The top of this page features an illustration of a peacock, a bird associated with Flannery O’Connor. In adulthood, the author raised peafowl. Her 1961 essay, “Living with a Peacock” (1961), states, “Many people, I have found, are con­genitally unable to appreciate the sight of a peacock. Once or twice I have been asked what the peacock is ‘good for’ — a question which gets no answer from me because it deserves none.”

Mary Flannery O’Connor
(1925-1964)

Generally known as Flannery O’Connor, the author Mary Flannery O’Conner was born — and spent her first 13 years — in the port city of Savannah, Georgia. Her exact place of birth was St. Joseph’s Hospital, Savannah, operated by the Sisters of Charity of Our Lady of Mercy, an order of Roman Catholic nuns established by the Corkonian (and Daniel O’Connell lieutenant) John England during his tenure as the Founding Bishop of the Diocese of Charleston. Catholicism would prove central to Flannery O’Connor’s life and fiction, and one biographer, Brad Gooch, has noted that her birthday, March 25th, is the Feast of the Annunciation.

“I am really only interested in a fiction of miracles”
— Flannery O’Connor, letter to a friend (1960)

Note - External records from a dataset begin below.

PR #83, opened 2026-08-03
feat(housing): add the Housing app, a map-first plot browser and lottery tracker

YozoraCho:
## What

Adds `Housing`, an opt-in app that shows open housing plots on the real in-game district maps and tracks lottery phases, with a watchlist and reminders.

## What it does

- Map-first browser over Mist, The Lavender Beds, The Goblet, Shirogane and
  Empyreum, on any world.
- Plot markers carry size, lottery phase, price, eligibility and reported
  entries. Shape encodes size and the inner mark encodes phase, so state is
  legible without relying on color.
- Watchlist plus reminders ahead of a phase deadline, delivered through the
  existing notification pipeline.
- Filter drawer over size, phase, eligibility, division, freshness and entry
  count, plus a list view sorted by entries, scan age, size, price or location.

## Data

Housing reads Aetherphone's housing service, which polls and caches the public PaissaDB API once for all users rather than each client polling it. The PaissaHouse plugin is not required, and nothing is read from another plugin's configuration.

Polling is deliberately conservative: 20 minutes by default with a 15 minute floor, only while the app is on screen, and hourly in the background only when a watchlist or a pending reminder makes it useful. Reminders are local time arithmetic and need no network. On failure the app falls back to its disk cache and labels the data as cached.

## Maps

District maps and plot positions are read from the player's own game installation via `TerritoryType`, `Map` and `HousingMapMarkerInfo`. Textures are referenced by game path, so nothing is extracted or redistributed. Marker subrows span two maps per district, so the main division and subdivision are kept as separate plans with a switch between them. When local game data cannot supply a plan the map says so and points at the list rather than drawing invented geometry.

## Shared code

One change outside the app: `ChipRail` gains a `Draw(Rect row, ...)` overload beside the existing cursor-based one, with an `overlay` flag for chips inside absolutely positioned overlay surfaces. The original signature delegates to it, so no existing caller changes. This let Housing drop a duplicate chip implementation and use the shared rail for all seven of its chip rows.

`SettingsRow.Info` now gives the label a width floor. Previously a long value consumed the whole row budget and the label marquee-scrolled to gibberish ("Endpoint" rendering as "dpoin"). Rows with short values lay out unchanged.

## Localization

185 new keys in `L.cs` and all nine catalogs, added in this commit. The eight non-English sets are machine translated and would benefit from a native speaker pass on the FFXIV terminology, particularly ward, plot, division and lottery phase.

## Notes for review

- Input hit testing is the riskiest area and is not unit testable. Worth a
  click-through pass in game: with the filter drawer open, the map top bar,
  zoom controls and plot sheet underneath should all be inert.
- The endpoint is a compile-time constant with no config override, so it can be
  moved without stranding saved configs.
- Map diagnostics are behind `#if DEBUG`.

## Checklist

- [x] Verified against live API responses: district ids, 0-indexed ward and plot normalisation, and `purchase_system` bit flags all decode correctly.


src/Aetherphone/Core/Housing/HousingEndpoints.cs
```diff
@@ -0,0 +1,16 @@
+using System.Globalization;
+
+namespace Aetherphone.Core.Housing;
+
+internal static class HousingEndpoints
+{
+    public const string BaseUrl = "https://housing-api.yozoracho.dev/api/v1";
```
XeldarAlz, line 7: Blocking: every install would poll a contributor-owned domain, while `housing.dataSourceNotice` tells users this is "Aetherphone's housing service" and the Diagnostics row prints this URL back to them. Please either host it under a project-owned domain or change the copy to name the real operator.

src/Aetherphone/Core/Housing/HousingFormat.cs
```diff
@@ -0,0 +1,231 @@
...
+        }
+
+        return Loc.T(L.Housing.AgeDays, (int)age.TotalDays);
+    }
+
+    public static string ExactLocalTime(DateTime utcMoment) =>
+        utcMoment == default
+            ? Loc.T(L.Housing.TimeUnknown)
+            : DateTime.SpecifyKind(utcMoment, DateTimeKind.Utc).ToLocalTime()
+                .ToString("d MMM yyyy HH:mm", Loc.Culture);
```
XeldarAlz: Blocking: hand-formatted `HH:mm` ignores the user's 12/24 hour preference, and CLAUDE.md requires all clock text through `TimeText.Clock`. Follow `ModerationNoticeText.cs:170`: `local.ToString("d MMM yyyy", Loc.Culture) + " " + TimeText.Clock(local)`.

src/Aetherphone/Apps/AppStore/AppStoreApp.Detail.cs
```diff
@@ -167,6 +167,7 @@ private float DrawInformation(Vector2 origin, float width, float top, IPhoneApp
     private static string DeveloperName(IPhoneApp app) => app.Id switch
     {
         "health" => "Yozora",
+        "housing" => "Yozora",
```
XeldarAlz, line 170: Blocking: `AppStoreCatalog.cs` has no `["housing"]` entry, so `For("housing")` returns the generic fallback copy and files the app under Tools instead of Adventure. The new `L.StoreCopy.HousingSub`/`HousingBody` strings (plus their nine catalog entries) have no reader at all.

src/Aetherphone/Apps/Housing/HousingApp.Details.cs
```diff
@@ -0,0 +1,173 @@
...
+
+            var size = plot?.Size ?? (HousingPlotSize)(watchRecord?.Size ?? 0);
+            var phase = plot?.Phase ?? (HousingLotteryPhase)(watchRecord?.Phase ?? 0);
+            var title = Loc.T(L.Housing.PlotTitle, key.Plot, HousingFormat.SizeLabel(size));
+            Typography.Draw(drawList, new Vector2(left, y), Typography.FitText(title, width, TextStyles.Title2),
+                ui.TitleInk, TextStyles.Title2);
+            y += Typography.LineHeight(TextStyles.Title2) + 2f * scale;
+            var place = HousingFormat.Place(HousingDistricts.Name(key.DistrictId), key.Ward);
+            Typography.Draw(drawList, new Vector2(left, y),
+                Typography.FitText(string.Concat(housing.WorldName, " · ", place), width, TextStyles.Subheadline),
```
XeldarAlz: Blocking: this prints the currently selected world for a plot keyed to `key.WorldId`, so a watchlist entry from another world is labelled with the wrong world name. The Region and Data Center rows further down already resolve from `key.WorldId`. Line 138 has the same problem: it stores `housing.WorldName` on the watch record.

src/Aetherphone/Apps/Housing/HousingApp.List.cs
```diff
@@ -0,0 +1,138 @@
...
+            card.End();
+            ImGui.Dummy(new Vector2(0f, 12f * scale));
+        }
+    }
+
+    private void OpenFromList(HousingPlot plot)
+    {
+        if (plot.Key.Ward != housing.Ward)
+        {
+            housing.SelectWard(plot.Key.Ward);
```
XeldarAlz, line 93: Blocking: `OpenFromList` only corrects the ward. Reached from the watchlist with a plot from another world or district (its snapshot is still in `snapshots`), it changes the current district's ward and pops to a map that does not contain the plot. Switch world and district too, or push Details when the key does not match the current pair.

src/Aetherphone/Apps/Housing/HousingChrome.cs
```diff
@@ -0,0 +1,439 @@
...
+internal static class HousingChrome
+{
+    public const float ChipHeight = 22f;
+    public const float StatRowHeight = 26f;
+
+    private static readonly Vector4 White = new(1f, 1f, 1f, 1f);
+    private static readonly Vector4 Transparent = new(0f, 0f, 0f, 0f);
+
+    public static bool Hover(Vector2 min, Vector2 max, bool overlay) =>
+        overlay ? ImGui.IsMouseHoveringRect(min, max) : UiInteract.Hover(min, max);
```
XeldarAlz: Non-blocking: the overlay path drops the window gate. `UiInteract.HoverWindowOnly` is the established equivalent, and it is what this PR's own `ChipRail` overlay path uses. As written, overlay chrome hover-highlights and swaps the cursor while another window sits on top; only the click stays gated.

src/Aetherphone/Apps/Housing/HousingApp.cs
```diff
@@ -0,0 +1,563 @@
...
+        drawView = DrawView;
+    }
+
+    public string Id => HousingService.AppId;
+
+    public string DisplayName => Loc.T(L.Apps.Housing);
+
+    public string Glyph => "Ho";
+
+    public int BadgeCount => housing.Watch.PendingReminderCount;
```
XeldarAlz: Non-blocking: `PendingReminderCount` counts reminders that have not fired yet, so the dot shows while waiting and clears the moment the notification actually arrives. Every other app badges unread or ready work (`AnnouncementsApp` unread, `ActivityApp` ventures ready).

src/Aetherphone/Core/Housing/HousingWatchStore.cs
```diff
@@ -0,0 +1,351 @@
...
+
+        reminder.Phase = (byte)plot.Phase;
+        reminder.PhaseEndUnix = phaseEnd;
+        reminder.Entries = plot.Entries;
+        reminder.LastSeenUnix = ToUnix(plot.LastSeenUtc);
+        reminder.Notified = false;
+        return true;
+    }
+
+    public void MarkNotified(HousingReminderRecord reminder)
```
XeldarAlz, line 324: Non-blocking: nothing ever removes a fired reminder. `Notified` flips and the record stays in `configuration.HousingReminders` for the life of the install, re-serialized on every `Save()`. Either drop the record here or prune entries whose `PhaseEndUnix` is already past.

src/Aetherphone/Core/Housing/HousingRestProvider.cs
```diff
@@ -0,0 +1,234 @@
...
+    {
+        if (worldId == 0 || districtId == 0)
+        {
+            return null;
+        }
+
+        using (await throttle.EnterAsync(token).ConfigureAwait(false))
+        {
+            var status = 0;
+            var payload = await http.GetJsonAsync(HousingEndpoints.World(BaseUrl, worldId),
```
XeldarAlz, line 80: Non-blocking: the description says requests are conditional and repeats collapse to 304s, but `HttpService.GetJsonAsync` sends a plain GET and nothing here keeps an ETag. A 304 would also deserialize to null and be counted as a failure, which trips the backoff. Worth implementing or dropping from the description.

src/Aetherphone/Apps/Housing/HousingGlyphs.cs
```diff
@@ -0,0 +1,160 @@
...
+        Fill(drawList, packedInk, roof);
+        var bodyMin = new Vector2(center.X - radius * 0.70f, center.Y - radius * 0.12f);
+        var bodyMax = new Vector2(center.X + radius * 0.70f, center.Y + radius * 0.86f);
+        drawList.AddRectFilled(bodyMin, bodyMax, packedInk, radius * 0.16f);
+        var doorMin = new Vector2(center.X - radius * 0.22f, center.Y + radius * 0.24f);
+        var doorMax = new Vector2(center.X + radius * 0.22f, center.Y + radius * 0.86f);
+        drawList.AddRectFilled(doorMin, doorMax, packedHole, radius * 0.10f);
+    }
+
+    public static void Placard(ImDrawListPtr drawList, Rect bounds, Vector4 board, Vector4 edge, float scale)
```
XeldarAlz: Non-blocking: `Placard`, `HexagonOutline` and `DiamondOutline` have no call sites. Same for `HousingPlan.Covers` and `ShowsSubdivision`, `HousingDistricts.IndexOf`, `HousingRegions.OrderOf`, and `HousingCache`'s `IHousingDataProvider` implementation (the service calls `Read`/`ReadWorlds` directly). YAGNI.

src/Aetherphone/Apps/Housing/HousingApp.Sheet.cs
```diff
@@ -0,0 +1,335 @@
...
+        if (HousingChrome.PillButton(confirmRect, confirmLabel, true, ui, true))
+        {
+            var minutes = choices[Math.Clamp(reminderChoice, 0, choices.Length - 1)];
+            if (housing.Watch.SetReminder(plot, housing.WorldName, minutes))
+            {
+                configuration.HousingReminderMinutes = minutes;
+                configuration.Save();
+                reminderPickerOpen = false;
+                ShowToast(Loc.T(L.Housing.ReminderConfirmed, HousingFormat.LeadTime(minutes),
+                    HousingFormat.PhaseLabel(plot.Phase).ToLower(Loc.Culture),
```
XeldarAlz: Nit: lowercasing a translated label breaks languages that capitalise nouns. German turns "Bewerbungsphase" into "bewerbungsphase" in this toast. Better to keep the label as translated, or give the confirmation its own sentence-cased key per phase.

XeldarAlz (changes requested):
Release build clean and 470/470 tests pass on 95feff09; not exercised in game. Localization is in lockstep: 185 keys in L.cs and all nine catalogs, no missing keys and no placeholder drift. Findings are inline, five blocking and the rest not.

XeldarAlz (approved):
lgtm

src/Aetherphone/Core/Housing/HousingEndpoints.cs
XeldarAlz: Accepted as is for now: we will run on YozoraCho's API for the time being, so the endpoint stays. Moving it to a project-owned domain is tracked as follow-up, and `BaseUrl` is a compile-time constant, so the swap will not strand saved configs.

src/Aetherphone/Core/Housing/HousingRestProvider.cs
XeldarAlz: Dropped the claim from the description rather than implementing conditional requests, since the 20 minute floor plus the on-screen-only gate already keeps the request rate low. ETag handling can come with the next `HttpService` pass.

src/Aetherphone/Apps/Housing/HousingChrome.cs
XeldarAlz: Fixed in 73d708d: the overlay path now uses `UiInteract.HoverWindowOnly`, matching the `ChipRail` overlay path.

XeldarAlz (approved):
All eleven findings are settled. The four blocking code issues were fixed in a209d78 (TimeText.Clock, the missing AppStoreCatalog entry, world resolution via WorldNameOf(key.WorldId), and the cross-world/district route in OpenFromList), along with the badge count, reminder pruning, the dead code and the lowercased phase label. 73d708d gates overlay chrome hover through UiInteract.HoverWindowOnly.

Two are accepted rather than changed: the endpoint stays on YozoraCho's API for now, and the conditional-request claim was removed from the description instead of implementing ETags. Both are noted inline. Build and guards are green.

Above: Mary Flannery O’Connor (1925-1964), a Savannah-born member of the Wexford diaspora and a leading practitioner of the Southern Gothic literary genre. As a devout Catholic in the Protestant-dominated “Bible Belt,” she interrogated religious and…

Above: Mary Flannery O’Connor (1925-1964), a Savannah-born member of the Wexford diaspora and a leading practitioner of the Southern Gothic literary genre. As a devout Catholic in the Protestant-dominated “Bible Belt,” she interrogated religious and moral themes by means of her short stories and novels, as well as her personal letters and journals.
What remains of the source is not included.